Problem:
I would like you to transcribe all of the data exactly.

=== Provided material ===

PR #45, opened 2025-02-24
Decorator fixes

andreibratu:
* Use /otel endpoint instead of processing spans locally
* Helpful error messages on evaluations.run()
* Throw errors for invalid decorator uses
* Decorators will no longer serialize all errors but raise critical ones -> evaluations will not hang mysteriously
* Move away from context variables in favor of OTEL's runtime context API
* @flow will also pick up SDK logging e.g. prompts.call(...) or tool.log(...)
* Sync with backend API: jinja release, log status use


andreibratu:
Test script
```python
from humanloop import Humanloop
from openai import OpenAI

hl_client = Humanloop(
    api_key="<HL_API_KEY>",
    base_url="http://localhost:80/v5",
)

TEMPLATE = "You are a useful chatbot that speaks like a {{personality}}"

client = OpenAI(api_key="<OPENAI_KEY>")
hl_client.prompts.populate_template(TEMPLATE, inputs={"personality": "pirate"})
messages = [
    {
        "role": "system",
        "content": "You are a useful chatbot that speaks like a ",
    }
]


@hl_client.tool(path="Andrei QA/Calculator")
def calculator(a: int, b: int):
    return a + b


@hl_client.flow(path="Andrei QA/Flow")
def fn(cool: str, beans: int):
    output = calculator(1, 2)
    hl_client.tools.log(
        path="Andrei QA/Log",
        tool={
            "function": {
                "name": "calculator",
                "description": "Adds two numbers",
                "parameters": {
                    "a": {
                        "type": "int",
                        "description": "First number",
                    },
                    "b": {
                        "type": "int",
                        "description": "Second number",
                    },
                },
            }
        },
        inputs={
            "a": 1,
            "b": 2,
        },
        output=output,
    )

    hl_client.prompts.call(
        path="Andrei QA/Call Prompt",
        prompt={
            "provider": "openai",
            "model": "gpt-4o",
            "temperature": 0.8,
            "frequency_penalty": 0.6,
            "presence_penalty": 0.6,
        },
        messages=[
            {
                "content": "Say something funny",
                "role": "system",
            }
        ],
    )

    with hl_client.prompt(path="Andrei QA/Prompt"):
        while True:
            user_input = input("> ")
            if user_input == "exit":
                break
            messages.append(
                {
                    "role": "user",
                    "content": user_input,
                }
            )
            response = (
                client.chat.completions.create(
                    model="gpt-4o",
                    messages=messages,
                    temperature=0.8,
                    frequency_penalty=0.6,
                    presence_penalty=0.6,
                    seed=42,
                )
                .choices[0]
                .message.content
            )
            print(response)
            messages.append(
                {
                    "role": "assistant",
                    "content": response,
                }
            )

    return messages[-1]


fn("cool", 1)

# @hl_client.flow(path="Andrei QA/Flow Evaluate")
# def fn_evaluate(a: int, b: int):
#     return calculator(a, b)


# hl_client.evaluations.run(
#     file={
#         "path": "Andrei QA/Flow Evaluate",
#         "callable": fn_evaluate,
#     },
#     name="Test",
#     dataset={
#         "path": "Andrei QA/Arithmetic",
#         "datapoints": [
#             {
#                 "inputs": {
#                     "a": 1,
#                     "b": 2,
#                 },
#                 "target": {
#                     "value": 3,
#                 },
#             },
#             {
#                 "inputs": {
#                     "a": 3,
#                     "b": 4,
#                 },
#                 "target": {
#                     "value": 7,
#                 },
#             },
#         ],
#     },
#     evaluators=[
#         {
#             "path": "Andrei QA/Equals",
#             "callable": lambda x, y: x["output"] == y["target"]["value"],
#             "return_type": "boolean",
#             "args_type": "target_required",
#         }
#     ],
# )
```

src/humanloop/client.py
```diff
@@ -136,22 +135,20 @@ def __init__(
...
         else:
             self._opentelemetry_tracer = opentelemetry_tracer
 
+    @contextmanager
     def prompt(
         self,
         *,
-        path: Optional[str] = None,
-        **prompt_kernel: Unpack[DecoratorPromptKernelRequestParams],  # type: ignore
+        path: str,
```
jamesbaskerville, line 154: nit for all of these: we should support passing either path or id, no?

src/humanloop/client.py
```diff
@@ -136,22 +135,20 @@ def __init__(
...
-            ),
+            HumanloopSpanProcessor(exporter=HumanloopSpanExporter(client=self)),
         )
 
         if opentelemetry_tracer is None:
             self._opentelemetry_tracer = self._tracer_provider.get_tracer("humanloop.sdk")
         else:
             self._opentelemetry_tracer = opentelemetry_tracer
 
+    @contextmanager
```
jamesbaskerville: as discussed earlier, this is cool but probably unnecessary -- simpler to just keep it as a decorator on a callable

src/humanloop/otel/exporter.py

===

Output below:
PR #45, opened 2025-02-24
Decorator fixes

andreibratu:
* Use /otel endpoint instead of processing spans locally
* Helpful error messages on evaluations.run()
* Throw errors for invalid decorator uses
* Decorators will no longer serialize all errors but raise critical ones -> evaluations will not hang mysteriously
* Move away from context variables in favor of OTEL's runtime context API
* @flow will also pick up SDK logging e.g. prompts.call(...) or tool.log(...)
* Sync with backend API: jinja release, log status use


andreibratu:
Test script
```python
from humanloop import Humanloop
from openai import OpenAI

hl_client = Humanloop(
    api_key="<HL_API_KEY>",
    base_url="http://localhost:80/v5",
)

TEMPLATE = "You are a useful chatbot that speaks like a {{personality}}"

client = OpenAI(api_key="<OPENAI_KEY>")
hl_client.prompts.populate_template(TEMPLATE, inputs={"personality": "pirate"})
messages = [
    {
        "role": "system",
        "content": "You are a useful chatbot that speaks like a ",
    }
]


@hl_client.tool(path="Andrei QA/Calculator")
def calculator(a: int, b: int):
    return a + b


@hl_client.flow(path="Andrei QA/Flow")
def fn(cool: str, beans: int):
    output = calculator(1, 2)
    hl_client.tools.log(
        path="Andrei QA/Log",
        tool={
            "function": {
                "name": "calculator",
                "description": "Adds two numbers",
                "parameters": {
                    "a": {
                        "type": "int",
                        "description": "First number",
                    },
                    "b": {
                        "type": "int",
                        "description": "Second number",
                    },
                },
            }
        },
        inputs={
            "a": 1,
            "b": 2,
        },
        output=output,
    )

    hl_client.prompts.call(
        path="Andrei QA/Call Prompt",
        prompt={
            "provider": "openai",
            "model": "gpt-4o",
            "temperature": 0.8,
            "frequency_penalty": 0.6,
            "presence_penalty": 0.6,
        },
        messages=[
            {
                "content": "Say something funny",
                "role": "system",
            }
        ],
    )

    with hl_client.prompt(path="Andrei QA/Prompt"):
        while True:
            user_input = input("> ")
            if user_input == "exit":
                break
            messages.append(
                {
                    "role": "user",
                    "content": user_input,
                }
            )
            response = (
                client.chat.completions.create(
                    model="gpt-4o",
                    messages=messages,
                    temperature=0.8,
                    frequency_penalty=0.6,
                    presence_penalty=0.6,
                    seed=42,
                )
                .choices[0]
                .message.content
            )
            print(response)
            messages.append(
                {
                    "role": "assistant",
                    "content": response,
                }
            )

    return messages[-1]


fn("cool", 1)

# @hl_client.flow(path="Andrei QA/Flow Evaluate")
# def fn_evaluate(a: int, b: int):
#     return calculator(a, b)


# hl_client.evaluations.run(
#     file={
#         "path": "Andrei QA/Flow Evaluate",
#         "callable": fn_evaluate,
#     },
#     name="Test",
#     dataset={
#         "path": "Andrei QA/Arithmetic",
#         "datapoints": [
#             {
#                 "inputs": {
#                     "a": 1,
#                     "b": 2,
#                 },
#                 "target": {
#                     "value": 3,
#                 },
#             },
#             {
#                 "inputs": {
#                     "a": 3,
#                     "b": 4,
#                 },
#                 "target": {
#                     "value": 7,
#                 },
#             },
#         ],
#     },
#     evaluators=[
#         {
#             "path": "Andrei QA/Equals",
#             "callable": lambda x, y: x["output"] == y["target"]["value"],
#             "return_type": "boolean",
#             "args_type": "target_required",
#         }
#     ],
# )
```

src/humanloop/client.py
```diff
@@ -136,22 +135,20 @@ def __init__(
...
         else:
             self._opentelemetry_tracer = opentelemetry_tracer
 
+    @contextmanager
     def prompt(
         self,
         *,
-        path: Optional[str] = None,
-        **prompt_kernel: Unpack[DecoratorPromptKernelRequestParams],  # type: ignore
+        path: str,
```
jamesbaskerville, line 154: nit for all of these: we should support passing either path or id, no?

src/humanloop/client.py
```diff
@@ -136,22 +135,20 @@ def __init__(
...
-            ),
+            HumanloopSpanProcessor(exporter=HumanloopSpanExporter(client=self)),
         )
 
         if opentelemetry_tracer is None:
             self._opentelemetry_tracer = self._tracer_provider.get_tracer("humanloop.sdk")
         else:
             self._opentelemetry_tracer = opentelemetry_tracer
 
+    @contextmanager
```
jamesbaskerville: as discussed earlier, this is cool but probably unnecessary -- simpler to just keep it as a decorator on a callable

src/humanloop/otel/exporter.py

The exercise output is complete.